## YOUR OBJECTIVE
Emit an exact copy of the lines running from the start of the records to the line containing "- follow types", both included.

AVAILABLE DATA START

Issue #73, opened 2021-12-29
Finalize all node constructor structs (e.g. ConstantSourceOptions) 


orottier:
For the v1.0 release, structs with public fields must be finalized since altering them would mean a breaking API change.

- [ ] decide on types (f64 for all float values?)
- [ ] add all fields to all constructor structs, even if the implementation is not yet using them
- [ ] add all enum variants (e.g. PanningModelType) even if the implementation is not yet using them
- [ ] how to handle optional fields?
- [ ] add a Default, Clone and Debug implementation on all structs

b-ma:
(will try to put my 2 cents in each issues)

For the type, my impression from the spec is that all that is related to time is `f64` (even if internally casted to f32, e.g. `delayTime`, and this is important to keep timing precision in long running applications), while every other values are more `f32` (and as the difference between `double` and `float` is already made, it is quite simple to follow without interpreting to much there). For count / enumerating attributes, (e.g. `channelCount`, `number_of_channels`), which are generally described as `unsigned long` I guess `usize` is generally the right one choice as these params / arguments are often used as indexes, etc.

orottier:
This was fixed in #103 
Some leftover tasks are listed in #76

PR #103, opened 2022-01-24
Attempt to harmonize options, defaults, etc

b-ma:
Hey, here is an attempt related to #73 

I tried to follow these rules:

- follow types given by the spec (few changes from `f32` to `f64`, and `usize` to `u32`)
- optional value -> defined in `Default`
- nullable value -> `Option` that defaults to `None`
- `option` in node constructor should always be given e.g.: 
```rs
OscillatorNode::new(context, Default::default());
// rather than
OscillatorNode::new(context, None);
```

I have the impression it's quite consistent and logical from a user perspective, but there is still an issue with the `required` parameters (e.g. for `IirFilter` or `AudioBuffer`), for which I see two possible solutions:

1. define required param as `Option` that defaults to `None` and `panic` in the constructor if `None`
2. do not provide `Default` whenever there is a required param

(for now its closer to 2. I guess, but only because I did nothing :)

I also cleaned a bit `context.rs` but mainly harmonizing factory methods and sorting them to alphabetical order.

Let me know what you think

### DIFF
--- a/src/node/media_element.rs
+++ b/src/node/media_element.rs
@@ -9,10 +9,14 @@ use super::{
     ChannelConfigOptions, MediaStreamRenderer,
 };
 
-/// Options for constructing a MediaElementAudioSourceNode
+/// Options for constructing a [`MediaElementAudioSourceNode`]
+// dictionary MediaElementAudioSourceOptions {
+//   required HTMLMediaElement mediaElement;
+// };
+// note that `MediaElementAudioSourceOptions` does not extend `AudioNodeOptions`
 pub struct MediaElementAudioSourceNodeOptions {
     pub media: MediaElement,
-    pub channel_config: ChannelConfigOptions,
+    pub channel_config: ChannelConfigOptions, // should not have this
 }
 
 /// An audio source from a [`MediaElement`] (e.g. .ogg, .wav, .mp3 files)
@@ -42,6 +46,7 @@ impl AudioNode for MediaElementAudioSourceNode {
     fn registration(&self) -> &AudioContextRegistration {
         &self.registration
     }
+
     fn channel_config_raw(&self) -> &ChannelConfig {
         &self.channel_config
     }
@@ -49,6 +54,7 @@ impl AudioNode for MediaElementAudioSourceNode {
     fn number_of_inputs(&self) -> u32 {
         0
     }
+
     fn number_of_outputs(&self) -> u32 {
         1
     }
--- a/src/node/panner.rs
+++ b/src/node/panner.rs
@@ -4,34 +4,76 @@ use std::sync::Arc;
 use crate::context::{AsBaseAudioContext, AudioContextRegistration, AudioParamId};
 use crate::param::{AudioParam, AudioParamOptions};
 use crate::render::{AudioParamValues, AudioProcessor, AudioRenderQuantum};
-use crate::{AtomicF32, SampleRate};
+use crate::{AtomicF64, SampleRate};
 
 use super::{
     AudioNode, ChannelConfig, ChannelConfigOptions, ChannelCountMode, ChannelInterpretation,
 };
 
-/// Options for constructing a PannerNode
+#[derive(Copy, Clone, Debug)]
+pub enum PanningModelType {
+    EqualPower,
+    HRTF,
+}
+
+#[derive(Copy, Clone, Debug)]
+pub enum DistanceModelType {
+    Linear,
+    Inverse,
+    Exponential,
+}
+
+/// Options for constructing a [`PannerNode`]
+// dictionary PannerOptions : AudioNodeOptions {
+//   PanningModelType panningModel = "equalpower";
+//   DistanceModelType distanceModel = "inverse";
+//   float positionX = 0;
+//   float positionY = 0;
+//   float positionZ = 0;
+//   float orientationX = 1;
+//   float orientationY = 0;
+//   float orientationZ = 0;
+//   double refDistance = 1;
+//   double maxDistance = 10000;
+//   double rolloffFactor = 1;
+//   double coneInnerAngle = 360;
+//   double coneOuterAngle = 360;
+//   double coneOuterGain = 0;
+// };
+#[derive(Clone, Debug)]
 pub struct PannerOptions {
+    #[allow(dead_code)]
+    pub panning_model: PanningModelType,
+    #[allow(dead_code)]
+    pub distance_model: DistanceModelType,
     pub position_x: f32,
     pub position_y: f32,
     pub position_z: f32,
     pub orientation_x: f32,
     pub orientation_y: f32,
     pub orientation_z: f32,
-    pub cone_inner_angle: f32,
-    pub cone_outer_angle: f32,
-    pub cone_outer_gain: f32,
+    #[allow(dead_code)]
+    pub ref_distance: f64,
+    #[allow(dead_code)]
+    pub max_distance: f64,
+    pub cone_inner_angle: f64,
+    pub cone_outer_angle: f64,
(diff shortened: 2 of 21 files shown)


orottier:
This is perfect. I agree that this is the best way to model the optional parameters.

Let's change the constructor of AudioContext too!

Regarding option-structs with required fields, we could offer
`IirFilterOptions::from(feedforward: Vec<f64>, feedback: Vec<f64>)`
`AudioBufferOptions::from(length: usize, sample_rate: SampleRate)`
filling the other fields with their default values.

src/node/media_element.rs
```diff
@@ -9,10 +9,14 @@ use super::{
     ChannelConfigOptions, MediaStreamRenderer,
 };
 
-/// Options for constructing a MediaElementAudioSourceNode
+/// Options for constructing a [`MediaElementAudioSourceNode`]
+// dictionary MediaElementAudioSourceOptions {
+//   required HTMLMediaElement mediaElement;
+// };
+// note that `MediaElementAudioSourceOptions` does not extend `AudioNodeOptions`
```
orottier, line 16: Very sharp! Let's drop it (and fill with defaults/panics in the `AudioNode`'s required methods

orottier:
Great too see your sticking with
`#[derive(Copy, Clone, Debug)]` for pub enums
`#[derive(Clone, Debug)]` for pub structs

I notice `AudioBufferOptions` has `Copy` too. Let's drop that

src/node/panner.rs
```diff
@@ -4,34 +4,76 @@ use std::sync::Arc;
...
-use crate::{AtomicF32, SampleRate};
+use crate::{AtomicF64, SampleRate};
 
 use super::{
     AudioNode, ChannelConfig, ChannelConfigOptions, ChannelCountMode, ChannelInterpretation,
 };
 
-/// Options for constructing a PannerNode
+#[derive(Copy, Clone, Debug)]
+pub enum PanningModelType {
```
orottier, line 14: I will spend some precious time tomorrow to check if we now have all enums and options conforming to the spec and we avoid breaking changes in the future 😄 

Probably should mention all unused options in the rustdocs. If we annotate them with `TODO(unimplemented)` or something we can make a nice tracking issue out of them

b-ma:
Ok, cool! I let you have a second pass with a fresh eye then!

orottier:
Why spend 1 hour doing things manually when you can spend 4 hours trying to automate it ;)
I've added the IDL file to do some scripting, will continue with the checks later

src/node/media_element.rs
orottier: Same goes for ConstantSourceOptions

orottier:
Some more notes:

ChannelConfigOptions, should be AudioNodeOptions and the fields should be renamed. But instead of inheriting from it for the option structs, we use the struct as a field. I think that is fine. (decision: Inheritance of pub structs is done via composition?)

AudioContextOptions.channels is not part of the spec (as it will use system defaults), but our implementation is fine (which is: allows users to supply and optional preferred number of channels)

AutomationRate::A should be AutomationRate::ARate, but I think that is not looking good. Let's keep it this way

PanningModelType::EqualPower should be Equalpower, this seems to be a typo in the spec. Let keep it in current state

OverSampleType, 2X is not permitted so we use X2. Fine with me

`create_delay` and `create_channel_(splitter/merger)` take optional argument, we make them required. Same as `create_periodic_wave` but here we take in an opt struct. Todo we should fix this.

`create_media_(element/stream)_source` now lives on base context but must be online context only. Fine for now?

Mark BaseAudioContext `create_audio_param` pub(crate) and introduce `AudioParam::new(opts, node)` ?

How to deal with promises? Accept sync functions for now, add async later and call functions `start_rendering_async`?

`AudioBufferOptions.number_of_channels` is optional in the spec (deafults to 1). We make it required and I think that is fine

Will polish later!

orottier:
Alright, I have checked all constructor options now and applied some fixes.
I will add some more todos to the issue #76 
Let's merge this and have a look at the other tasks?

b-ma:
Hey, cool all this seems pretty good to me and going to the right direction, so let's merge!

Just a few remarks on your remarks:

> ChannelConfigOptions, should be AudioNodeOptions and the fields should be renamed. But instead of inheriting from it for the option structs, we use the struct as a field. I think that is fine. (decision: Inheritance of pub structs is done via composition?)

Seems coherent with modelling inheritance with traits too, in both cases this is composition

> AudioContextOptions.channels is not part of the spec (as it will use system defaults), but our implementation is fine (which is: allows users to supply an optional preferred number of channels)

This will probably appear in the future, and this is nice to have for sure. The problem could maybe come from the naming, maybe `number_of_channel` might be a better choice as it seems to be the preferred term everywhere else? Maybe we should try to dig into the spec v-next issues, see in which direction it seems to go at the moment.

> AutomationRate::A should be AutomationRate::ARate, but I think that is not looking good. Let's keep it this way
> PanningModelType::EqualPower should be Equalpower, this seems to be a typo in the spec. Let keep it in current state
> OverSampleType, 2X is not permitted so we use X2. Fine with me

In any cases, we will have some discrepancies and compromises with the conversion between enum defined as "string" and rust enums (something I already see in the Node.js bindings). The important thing I guess is that we know the deviations, their justification and document them properly. (In the same vein, there are also `type`/`type_` and `loop`/`loop_` for which we can't do much because the are rust keywords...)

Not really important but for `ARate`, even if I'm really not sure I like it neither, but I'm not so sure at contrary that "I don't like it" is good justification (...but it's also a right to decide it is a good one :)

> create_delay and create_channel_(splitter/merger) take optional argument, we make them required. Same as create_periodic_wave but here we take in an opt struct. Todo we should fix this.

Yup, good point

> create_media_(element/stream)_source now lives on base context but must be online context only. Fine for now?

I don't see that as a big issue and this is very probably helpful for testing (same as before I would say, if the deviation has a clear justification and is documented, I really think that's ok)

> Mark BaseAudioContext create_audio_param pub(crate) and introduce AudioParam::new(opts, node) ?

As neither ones are part of the spec, I would say `create_audio_param` is fine. 

If we want the creation of new nodes to be closer to the `AudioWorklet` API maybe we could look toward [https://webaudio.github.io/web-audio-api/#parameterdescriptors](https://webaudio.github.io/web-audio-api/#parameterdescriptors)? But this is probably another discussion, the question of extensibility is both interesting but tricky I thing.

> How to deal with promises? Accept sync functions for now, add async later and call functions start_rendering_async?

Ah... hard one, breaking change in v2? :) (it seems Rust community don't really like breaking changes)

Another possibility could be to already create an alias such as `start_rendering_sync` and add a warning on `start_rendering` saying that it will become `async` in the future. So people who want to be safe would use `start_rendering_sync` and adventurers could do what they want but knowing the risk they take.

> AudioBufferOptions.number_of_channels is optional in the spec (deafults to 1). We make it required and I think that is fine

For now, it seems that every option struct that have a required fields (i.e. `AudioBufferOptions`, `IIRFilterOptions` and `PeriodicWaveOptions`, and I think that's all) do not implement `Default`, I think that's both fine and consistent.

orottier:
Thanks for the feedback, I added the leftover points to #76 
Let me know when you want to pick something up, I will focus now on

- mark functions that should return a Promise but currently don't _sync
- rename AudioContextOptions.channels -> number_of_channels
- AudioContext::new(AudioContextOptions) (not wrapped in an Option)
- remove public spatial mod

b-ma:
Ok ! I will have a look at the `AudioScheduledSourceNode` thing then.

I will also review the PeriodWave constructor, I have the impression there are some misunderstanding there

AVAILABLE DATA END

## SOLVED EXERCISE
Issue #73, opened 2021-12-29
Finalize all node constructor structs (e.g. ConstantSourceOptions) 


orottier:
For the v1.0 release, structs with public fields must be finalized since altering them would mean a breaking API change.

- [ ] decide on types (f64 for all float values?)
- [ ] add all fields to all constructor structs, even if the implementation is not yet using them
- [ ] add all enum variants (e.g. PanningModelType) even if the implementation is not yet using them
- [ ] how to handle optional fields?
- [ ] add a Default, Clone and Debug implementation on all structs

b-ma:
(will try to put my 2 cents in each issues)

For the type, my impression from the spec is that all that is related to time is `f64` (even if internally casted to f32, e.g. `delayTime`, and this is important to keep timing precision in long running applications), while every other values are more `f32` (and as the difference between `double` and `float` is already made, it is quite simple to follow without interpreting to much there). For count / enumerating attributes, (e.g. `channelCount`, `number_of_channels`), which are generally described as `unsigned long` I guess `usize` is generally the right one choice as these params / arguments are often used as indexes, etc.

orottier:
This was fixed in #103 
Some leftover tasks are listed in #76

PR #103, opened 2022-01-24
Attempt to harmonize options, defaults, etc

b-ma:
Hey, here is an attempt related to #73 

I tried to follow these rules:

- follow types given by the spec (few changes from `f32` to `f64`, and `usize` to `u32`)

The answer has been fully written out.